--- START ---

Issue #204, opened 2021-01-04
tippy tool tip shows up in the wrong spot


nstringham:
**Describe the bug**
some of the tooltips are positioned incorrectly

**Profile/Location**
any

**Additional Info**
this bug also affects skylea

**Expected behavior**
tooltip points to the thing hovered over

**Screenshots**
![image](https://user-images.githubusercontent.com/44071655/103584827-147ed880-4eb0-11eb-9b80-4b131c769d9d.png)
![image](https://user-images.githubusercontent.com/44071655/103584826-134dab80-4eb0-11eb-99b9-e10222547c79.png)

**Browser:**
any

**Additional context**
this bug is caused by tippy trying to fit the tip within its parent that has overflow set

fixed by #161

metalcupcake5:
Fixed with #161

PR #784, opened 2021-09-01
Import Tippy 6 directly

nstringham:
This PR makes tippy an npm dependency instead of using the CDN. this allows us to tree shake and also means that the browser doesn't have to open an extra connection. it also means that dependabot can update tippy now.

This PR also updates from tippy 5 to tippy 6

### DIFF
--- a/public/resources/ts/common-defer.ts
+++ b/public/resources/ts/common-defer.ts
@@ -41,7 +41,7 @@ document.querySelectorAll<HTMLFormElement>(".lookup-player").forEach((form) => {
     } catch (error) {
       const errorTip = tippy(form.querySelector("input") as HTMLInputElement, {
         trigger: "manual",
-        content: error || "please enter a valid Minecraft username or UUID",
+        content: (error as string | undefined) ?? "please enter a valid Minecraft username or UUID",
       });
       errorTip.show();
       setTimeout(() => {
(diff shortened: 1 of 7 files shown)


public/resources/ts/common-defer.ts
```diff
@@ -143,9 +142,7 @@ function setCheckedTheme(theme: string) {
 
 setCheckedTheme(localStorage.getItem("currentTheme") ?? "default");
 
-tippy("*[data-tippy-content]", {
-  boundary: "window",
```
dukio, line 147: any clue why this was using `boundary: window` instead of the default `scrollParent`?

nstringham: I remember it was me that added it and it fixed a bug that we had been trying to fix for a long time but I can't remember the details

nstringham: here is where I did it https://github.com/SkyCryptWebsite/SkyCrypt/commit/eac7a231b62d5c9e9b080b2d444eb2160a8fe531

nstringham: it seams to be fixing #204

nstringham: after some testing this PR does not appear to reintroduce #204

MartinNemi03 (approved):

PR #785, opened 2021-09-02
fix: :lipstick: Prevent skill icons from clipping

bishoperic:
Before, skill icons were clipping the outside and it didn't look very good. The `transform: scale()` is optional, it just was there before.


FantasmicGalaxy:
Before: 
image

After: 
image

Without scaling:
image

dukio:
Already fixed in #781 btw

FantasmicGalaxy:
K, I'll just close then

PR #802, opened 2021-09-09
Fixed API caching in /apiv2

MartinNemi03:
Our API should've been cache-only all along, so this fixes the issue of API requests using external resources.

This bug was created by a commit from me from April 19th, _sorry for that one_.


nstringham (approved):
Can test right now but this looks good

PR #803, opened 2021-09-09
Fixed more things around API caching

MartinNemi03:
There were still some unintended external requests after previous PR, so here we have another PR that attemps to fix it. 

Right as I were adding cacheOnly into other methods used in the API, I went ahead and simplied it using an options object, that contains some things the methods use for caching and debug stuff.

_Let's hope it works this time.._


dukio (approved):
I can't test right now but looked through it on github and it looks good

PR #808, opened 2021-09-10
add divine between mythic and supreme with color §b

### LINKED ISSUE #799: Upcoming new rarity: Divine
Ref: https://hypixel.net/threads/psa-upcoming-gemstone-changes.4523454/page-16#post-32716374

--- END ---
--- START ---

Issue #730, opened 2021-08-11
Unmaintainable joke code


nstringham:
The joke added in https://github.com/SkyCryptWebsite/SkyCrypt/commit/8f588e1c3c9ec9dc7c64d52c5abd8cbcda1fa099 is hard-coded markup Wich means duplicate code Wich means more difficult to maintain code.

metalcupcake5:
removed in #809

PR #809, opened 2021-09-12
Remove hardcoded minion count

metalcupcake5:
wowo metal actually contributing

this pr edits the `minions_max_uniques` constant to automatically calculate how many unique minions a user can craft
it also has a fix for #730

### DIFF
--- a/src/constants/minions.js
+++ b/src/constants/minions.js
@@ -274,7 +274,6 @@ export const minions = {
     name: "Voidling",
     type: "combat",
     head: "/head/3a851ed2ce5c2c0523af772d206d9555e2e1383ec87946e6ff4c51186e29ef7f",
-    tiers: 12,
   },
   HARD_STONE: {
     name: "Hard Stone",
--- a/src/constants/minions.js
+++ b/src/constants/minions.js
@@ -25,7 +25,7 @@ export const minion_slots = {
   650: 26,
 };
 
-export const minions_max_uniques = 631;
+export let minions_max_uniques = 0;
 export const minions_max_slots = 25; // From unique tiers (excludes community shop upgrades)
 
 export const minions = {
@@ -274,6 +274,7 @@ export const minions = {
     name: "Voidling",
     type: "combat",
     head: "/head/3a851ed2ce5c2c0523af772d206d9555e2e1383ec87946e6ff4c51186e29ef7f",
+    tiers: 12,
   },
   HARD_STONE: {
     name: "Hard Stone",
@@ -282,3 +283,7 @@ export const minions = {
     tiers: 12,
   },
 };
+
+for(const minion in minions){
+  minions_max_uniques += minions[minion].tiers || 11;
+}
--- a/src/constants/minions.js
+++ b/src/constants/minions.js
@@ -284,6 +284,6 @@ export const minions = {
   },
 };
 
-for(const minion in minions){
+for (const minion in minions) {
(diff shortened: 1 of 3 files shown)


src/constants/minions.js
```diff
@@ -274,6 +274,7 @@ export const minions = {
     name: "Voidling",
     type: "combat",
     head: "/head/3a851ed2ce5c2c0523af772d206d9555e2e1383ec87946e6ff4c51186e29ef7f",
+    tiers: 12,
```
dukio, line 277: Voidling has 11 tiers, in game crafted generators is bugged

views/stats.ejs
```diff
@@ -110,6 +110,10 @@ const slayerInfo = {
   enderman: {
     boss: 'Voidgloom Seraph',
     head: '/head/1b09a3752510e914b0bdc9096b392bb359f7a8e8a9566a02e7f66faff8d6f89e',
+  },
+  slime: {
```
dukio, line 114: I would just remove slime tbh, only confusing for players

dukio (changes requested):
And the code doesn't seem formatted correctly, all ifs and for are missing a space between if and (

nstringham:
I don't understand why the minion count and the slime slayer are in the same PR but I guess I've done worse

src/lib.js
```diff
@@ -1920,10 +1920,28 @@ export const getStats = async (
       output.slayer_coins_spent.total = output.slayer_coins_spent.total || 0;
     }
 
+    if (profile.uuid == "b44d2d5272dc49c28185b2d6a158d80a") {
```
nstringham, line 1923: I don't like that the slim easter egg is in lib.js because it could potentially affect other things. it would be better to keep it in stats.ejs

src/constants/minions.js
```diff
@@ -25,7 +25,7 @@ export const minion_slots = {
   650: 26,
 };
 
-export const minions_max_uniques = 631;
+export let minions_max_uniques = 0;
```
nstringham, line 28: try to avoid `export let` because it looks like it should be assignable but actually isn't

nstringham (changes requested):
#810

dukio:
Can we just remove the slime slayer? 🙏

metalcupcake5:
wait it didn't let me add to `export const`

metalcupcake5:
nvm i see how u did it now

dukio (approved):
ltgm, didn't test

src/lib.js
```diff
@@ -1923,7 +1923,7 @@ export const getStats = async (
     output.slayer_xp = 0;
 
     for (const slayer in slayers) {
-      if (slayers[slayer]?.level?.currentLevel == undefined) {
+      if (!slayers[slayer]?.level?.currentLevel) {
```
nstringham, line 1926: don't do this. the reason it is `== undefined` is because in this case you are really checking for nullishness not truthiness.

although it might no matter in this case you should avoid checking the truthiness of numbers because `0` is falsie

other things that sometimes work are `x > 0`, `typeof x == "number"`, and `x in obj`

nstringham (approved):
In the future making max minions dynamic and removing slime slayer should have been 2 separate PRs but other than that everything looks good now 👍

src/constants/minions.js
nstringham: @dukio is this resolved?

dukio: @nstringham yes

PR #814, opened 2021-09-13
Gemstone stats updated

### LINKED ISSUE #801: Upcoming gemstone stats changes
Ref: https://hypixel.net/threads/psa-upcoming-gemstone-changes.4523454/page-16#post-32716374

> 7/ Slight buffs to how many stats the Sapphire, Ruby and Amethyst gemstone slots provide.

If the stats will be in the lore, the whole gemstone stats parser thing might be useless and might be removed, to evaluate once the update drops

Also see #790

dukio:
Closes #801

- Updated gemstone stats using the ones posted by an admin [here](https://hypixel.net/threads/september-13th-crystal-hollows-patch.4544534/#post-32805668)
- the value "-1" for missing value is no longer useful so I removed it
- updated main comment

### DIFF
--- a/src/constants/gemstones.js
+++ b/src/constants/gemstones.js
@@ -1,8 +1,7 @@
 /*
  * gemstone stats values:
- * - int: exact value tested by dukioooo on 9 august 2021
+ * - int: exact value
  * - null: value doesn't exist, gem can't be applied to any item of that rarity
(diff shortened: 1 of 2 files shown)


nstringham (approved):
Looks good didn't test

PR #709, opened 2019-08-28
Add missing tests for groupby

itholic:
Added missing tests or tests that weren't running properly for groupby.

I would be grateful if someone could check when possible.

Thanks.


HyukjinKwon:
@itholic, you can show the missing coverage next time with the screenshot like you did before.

--- END ---

What is needed: Extract every line containing the string "checking" from the data above.

Answer to this problem:
nstringham, line 1926: don't do this. the reason it is `== undefined` is because in this case you are really checking for nullishness not truthiness.
although it might no matter in this case you should avoid checking the truthiness of numbers because `0` is falsie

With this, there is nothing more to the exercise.